[[ INFORMATION, beginning ]]

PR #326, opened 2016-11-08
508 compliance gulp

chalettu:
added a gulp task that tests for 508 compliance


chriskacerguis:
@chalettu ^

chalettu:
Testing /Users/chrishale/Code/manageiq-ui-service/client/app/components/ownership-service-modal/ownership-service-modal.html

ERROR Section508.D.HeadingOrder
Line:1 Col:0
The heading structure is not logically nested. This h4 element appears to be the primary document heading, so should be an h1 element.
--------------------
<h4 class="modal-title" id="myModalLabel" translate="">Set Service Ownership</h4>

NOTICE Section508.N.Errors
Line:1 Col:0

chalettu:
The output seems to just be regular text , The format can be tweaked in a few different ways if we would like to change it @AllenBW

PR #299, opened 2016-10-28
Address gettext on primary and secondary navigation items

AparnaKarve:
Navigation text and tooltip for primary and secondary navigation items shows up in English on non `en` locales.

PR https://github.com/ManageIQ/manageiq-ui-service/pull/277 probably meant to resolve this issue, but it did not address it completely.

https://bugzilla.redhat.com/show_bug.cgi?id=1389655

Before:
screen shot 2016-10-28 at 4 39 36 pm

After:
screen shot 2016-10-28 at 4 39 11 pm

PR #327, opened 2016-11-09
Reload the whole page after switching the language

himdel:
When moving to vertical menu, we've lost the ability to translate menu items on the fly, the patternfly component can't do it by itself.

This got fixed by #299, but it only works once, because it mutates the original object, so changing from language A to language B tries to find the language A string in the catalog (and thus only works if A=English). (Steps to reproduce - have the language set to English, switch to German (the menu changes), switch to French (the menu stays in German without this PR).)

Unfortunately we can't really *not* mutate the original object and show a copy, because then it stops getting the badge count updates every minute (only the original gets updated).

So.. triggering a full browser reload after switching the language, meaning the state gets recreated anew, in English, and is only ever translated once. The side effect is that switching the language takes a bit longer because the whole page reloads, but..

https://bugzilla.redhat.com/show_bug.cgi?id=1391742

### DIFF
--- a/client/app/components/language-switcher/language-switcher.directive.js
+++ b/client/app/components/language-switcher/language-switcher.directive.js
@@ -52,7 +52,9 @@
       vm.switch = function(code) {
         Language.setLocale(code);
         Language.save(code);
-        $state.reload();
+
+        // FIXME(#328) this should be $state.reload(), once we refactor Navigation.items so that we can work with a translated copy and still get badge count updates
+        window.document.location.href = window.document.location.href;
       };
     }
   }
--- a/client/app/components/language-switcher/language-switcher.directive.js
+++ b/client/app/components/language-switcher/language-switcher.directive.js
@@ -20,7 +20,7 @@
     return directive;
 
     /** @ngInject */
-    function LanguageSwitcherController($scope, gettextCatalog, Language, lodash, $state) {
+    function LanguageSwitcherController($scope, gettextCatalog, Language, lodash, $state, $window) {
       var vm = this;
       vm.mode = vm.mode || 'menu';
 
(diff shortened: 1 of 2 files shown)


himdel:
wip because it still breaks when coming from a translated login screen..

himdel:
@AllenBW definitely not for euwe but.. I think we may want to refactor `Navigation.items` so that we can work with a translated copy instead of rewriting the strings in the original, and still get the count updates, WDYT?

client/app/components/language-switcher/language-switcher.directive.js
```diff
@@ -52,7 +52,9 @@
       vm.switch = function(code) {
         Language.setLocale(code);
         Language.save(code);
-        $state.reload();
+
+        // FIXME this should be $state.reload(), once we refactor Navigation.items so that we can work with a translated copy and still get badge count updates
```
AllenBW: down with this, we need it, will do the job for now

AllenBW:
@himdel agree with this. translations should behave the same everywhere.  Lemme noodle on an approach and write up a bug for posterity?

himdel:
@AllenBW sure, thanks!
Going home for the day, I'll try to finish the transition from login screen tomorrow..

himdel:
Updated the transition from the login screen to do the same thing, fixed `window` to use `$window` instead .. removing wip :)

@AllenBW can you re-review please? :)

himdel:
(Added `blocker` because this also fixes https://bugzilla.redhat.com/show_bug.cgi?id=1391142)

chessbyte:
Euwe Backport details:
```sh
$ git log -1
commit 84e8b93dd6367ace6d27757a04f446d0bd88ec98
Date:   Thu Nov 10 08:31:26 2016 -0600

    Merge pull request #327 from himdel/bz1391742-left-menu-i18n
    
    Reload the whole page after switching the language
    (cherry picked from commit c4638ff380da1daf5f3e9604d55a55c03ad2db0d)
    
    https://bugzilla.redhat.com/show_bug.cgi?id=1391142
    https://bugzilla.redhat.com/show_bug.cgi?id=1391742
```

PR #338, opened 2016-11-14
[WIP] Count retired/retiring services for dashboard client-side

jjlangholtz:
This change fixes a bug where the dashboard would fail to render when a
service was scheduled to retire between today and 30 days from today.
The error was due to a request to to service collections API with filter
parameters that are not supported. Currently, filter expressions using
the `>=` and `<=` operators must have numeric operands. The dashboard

[[ INFORMATION, end ]]

WHAT IS REQUIRED: Print out the whole listing, with every line exactly as it appears.

SOLVED PROBLEM:
PR #326, opened 2016-11-08
508 compliance gulp

chalettu:
added a gulp task that tests for 508 compliance


chriskacerguis:
@chalettu ^

chalettu:
Testing /Users/chrishale/Code/manageiq-ui-service/client/app/components/ownership-service-modal/ownership-service-modal.html

ERROR Section508.D.HeadingOrder
Line:1 Col:0
The heading structure is not logically nested. This h4 element appears to be the primary document heading, so should be an h1 element.
--------------------
<h4 class="modal-title" id="myModalLabel" translate="">Set Service Ownership</h4>

NOTICE Section508.N.Errors
Line:1 Col:0

chalettu:
The output seems to just be regular text , The format can be tweaked in a few different ways if we would like to change it @AllenBW

PR #299, opened 2016-10-28
Address gettext on primary and secondary navigation items

AparnaKarve:
Navigation text and tooltip for primary and secondary navigation items shows up in English on non `en` locales.

PR https://github.com/ManageIQ/manageiq-ui-service/pull/277 probably meant to resolve this issue, but it did not address it completely.

https://bugzilla.redhat.com/show_bug.cgi?id=1389655

Before:
screen shot 2016-10-28 at 4 39 36 pm

After:
screen shot 2016-10-28 at 4 39 11 pm

PR #327, opened 2016-11-09
Reload the whole page after switching the language

himdel:
When moving to vertical menu, we've lost the ability to translate menu items on the fly, the patternfly component can't do it by itself.

This got fixed by #299, but it only works once, because it mutates the original object, so changing from language A to language B tries to find the language A string in the catalog (and thus only works if A=English). (Steps to reproduce - have the language set to English, switch to German (the menu changes), switch to French (the menu stays in German without this PR).)

Unfortunately we can't really *not* mutate the original object and show a copy, because then it stops getting the badge count updates every minute (only the original gets updated).

So.. triggering a full browser reload after switching the language, meaning the state gets recreated anew, in English, and is only ever translated once. The side effect is that switching the language takes a bit longer because the whole page reloads, but..

https://bugzilla.redhat.com/show_bug.cgi?id=1391742

### DIFF
--- a/client/app/components/language-switcher/language-switcher.directive.js
+++ b/client/app/components/language-switcher/language-switcher.directive.js
@@ -52,7 +52,9 @@
       vm.switch = function(code) {
         Language.setLocale(code);
         Language.save(code);
-        $state.reload();
+
+        // FIXME(#328) this should be $state.reload(), once we refactor Navigation.items so that we can work with a translated copy and still get badge count updates
+        window.document.location.href = window.document.location.href;
       };
     }
   }
--- a/client/app/components/language-switcher/language-switcher.directive.js
+++ b/client/app/components/language-switcher/language-switcher.directive.js
@@ -20,7 +20,7 @@
     return directive;
 
     /** @ngInject */
-    function LanguageSwitcherController($scope, gettextCatalog, Language, lodash, $state) {
+    function LanguageSwitcherController($scope, gettextCatalog, Language, lodash, $state, $window) {
       var vm = this;
       vm.mode = vm.mode || 'menu';
 
(diff shortened: 1 of 2 files shown)


himdel:
wip because it still breaks when coming from a translated login screen..

himdel:
@AllenBW definitely not for euwe but.. I think we may want to refactor `Navigation.items` so that we can work with a translated copy instead of rewriting the strings in the original, and still get the count updates, WDYT?

client/app/components/language-switcher/language-switcher.directive.js
```diff
@@ -52,7 +52,9 @@
       vm.switch = function(code) {
         Language.setLocale(code);
         Language.save(code);
-        $state.reload();
+
+        // FIXME this should be $state.reload(), once we refactor Navigation.items so that we can work with a translated copy and still get badge count updates
```
AllenBW: down with this, we need it, will do the job for now

AllenBW:
@himdel agree with this. translations should behave the same everywhere.  Lemme noodle on an approach and write up a bug for posterity?

himdel:
@AllenBW sure, thanks!
Going home for the day, I'll try to finish the transition from login screen tomorrow..

himdel:
Updated the transition from the login screen to do the same thing, fixed `window` to use `$window` instead .. removing wip :)

@AllenBW can you re-review please? :)

himdel:
(Added `blocker` because this also fixes https://bugzilla.redhat.com/show_bug.cgi?id=1391142)

chessbyte:
Euwe Backport details:
```sh
$ git log -1
commit 84e8b93dd6367ace6d27757a04f446d0bd88ec98
Date:   Thu Nov 10 08:31:26 2016 -0600

    Merge pull request #327 from himdel/bz1391742-left-menu-i18n
    
    Reload the whole page after switching the language
    (cherry picked from commit c4638ff380da1daf5f3e9604d55a55c03ad2db0d)
    
    https://bugzilla.redhat.com/show_bug.cgi?id=1391142
    https://bugzilla.redhat.com/show_bug.cgi?id=1391742
```

PR #338, opened 2016-11-14
[WIP] Count retired/retiring services for dashboard client-side

jjlangholtz:
This change fixes a bug where the dashboard would fail to render when a
service was scheduled to retire between today and 30 days from today.
The error was due to a request to to service collections API with filter
parameters that are not supported. Currently, filter expressions using
the `>=` and `<=` operators must have numeric operands. The dashboard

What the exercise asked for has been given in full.